Lehman, the pastor of Saint Bede Catholic Church and rector of the National Shrine of Our Lady of Walsingham, died unexpectedly Dec. 13 at the age of 68. He was on his way home from vacation when he became ill and went to an Atlanta hospital, where he was treated for COVID-19 and pneumonia, according to staff at one of his previous churches.

Born in Newport News and raised in Hampton, Lehman always knew he wanted to be a priest, as he told The Catholic Virginian in 2020.

According to Lehman, he met a number of priests as a kid due to his mother’s work in the parish and the time his father spent helping at the early morning Mass at the Veterans Administration Center.

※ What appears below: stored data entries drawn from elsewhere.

PR #830, opened 2020-09-15
add precision argument to jitted functions and jax backend

mganahl:
allows configuring `jax.lax.Precision` in lax-operations

### DIFF
--- a/tensornetwork/backends/jax/jax_backend.py
+++ b/tensornetwork/backends/jax/jax_backend.py
@@ -21,7 +21,6 @@ from tensornetwork.backends.jax import jitted_functions
 from functools import partial
 
 Tensor = Any
-
 # pylint: disable=abstract-method
 
 _CACHED_MATVECS = {}
@@ -38,7 +37,8 @@ _MIN_RES_THRESHS = {
 class JaxBackend(abstract_backend.AbstractBackend):
   """See abstract_backend.AbstractBackend for documentation."""
 
-  def __init__(self, dtype: Optional[np.dtype] = None) -> None:
+  def __init__(self, dtype: Optional[np.dtype] = None,
+               precision: Optional[Text] = None) -> None:
     # pylint: disable=global-variable-undefined
     global libjax  # Jax module
     global jnp  # jax.numpy module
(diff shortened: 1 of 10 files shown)


tensornetwork/backends/jax/jax_backend.py
```diff
@@ -55,10 +55,17 @@ def __init__(self, dtype: Optional[np.dtype] = None) -> None:
     jsp = libjax.scipy
     self.name = "jax"
     self._dtype = np.dtype(dtype) if dtype is not None else None
+    self.jax_precision = precision if precision is not None else libjax.lax.Precision.DEFAULT #pylint: disable=line-too-long
+
+  def configure(self, #pylint: disable=arguments-differ
+                dtype: Optional[np.dtype] = None,
+                precision: Optional[Text] = None):
+    self._dtype = np.dtype(dtype) if dtype is not None else None
+    self.jax_precision = precision if precision is not None else libjax.lax.Precision.DEFAULT #pylint: disable=line-too-long
```
Thenerdstation, line 64: I just don't want the backends to be mutable. Can we remove this method? Otherwise the rest is great.

tensornetwork/backends/jax/jitted_functions.py
```diff
@@ -733,88 +797,14 @@ def gmres_krylov(A_mv: Callable, A_args: Sequence, n_kry: int,
...
-      gmres_carry: The gmres_carry from gmres_krylov.
-    Returns:
-      (bool): Whether to continue iterating.
-    """
-    gmres_constants, gmres_variables = gmres_carry
-    tol = gmres_constants[0]
-    k = gmres_variables[0]
-    err = gmres_variables[4]
-    n_kry = gmres_constants[4]
-
```
Thenerdstation, line 757: Did you mean to delete all of this?

There's a lot of code changes for what should be a simple change.

tensornetwork/backends/jax/jitted_functions_test.py
```diff
@@ -54,7 +55,9 @@ def test_gmres_on_small_known_problem(dtype):
   def A_mv(x):
     return A @ x
   tol = A.size*jax.numpy.finfo(dtype).eps
-  x, _, _, _ = gmres.gmres_m(A_mv, [], b, x0, tol, tol, n_kry, maxiter)
+  precision = jax.lax.Precision.HIGHEST
```
alewis, line 58: If this is to be hardcoded, perhaps once at the top of the file would be best?

alewis (commented):
I didn't find anything obvious to complain about

tensornetwork/backends/jax/jax_backend.py
mganahl: sure no problem.

tensornetwork/backends/jax/jitted_functions.py
mganahl: The code has been shifted into the scope of the `precision` variable. Other than that it hasn't changed, but it looks kind of messy here ...

tensornetwork/backends/jax/jitted_functions_test.py
mganahl: good point

tensornetwork/backends/jax/jitted_functions.py
```diff
@@ -4,7 +4,7 @@
 import types
 import numpy as np
 Tensor = Any
-
+JaxPrecisionType = Any
```
jacksonwb, line 7: Would it be better to bind this to the JAX Precision Object Class? i.e. `<class 'jaxlib.xla_extension.PrecisionConfig_Precision'>`

mganahl: Good point! I'll move the binding into the various generators that generate the jitted functions. We're trying to avoid importing `jax` at global scope so that users don't need to install `jax`.

mganahl:
@alewis, @jacksonwb, @Thenerdstation are we good pulling this in?

Thenerdstation (approved):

“I got to know them as real people, and I said, ‘This is something I want to do,’” he told The Catholic Virginian. “It was nothing earth-shattering, no palm on the ground moment. I just knew this was where I was going to be.”

Lehman attended seminary school in Indiana, graduating in 1976 with a degree in biology, before continuing his education at the North American College in Rome, Italy. In 1980, he was ordained into the priesthood of the Catholic Diocese of Richmond, where he served for 42 years.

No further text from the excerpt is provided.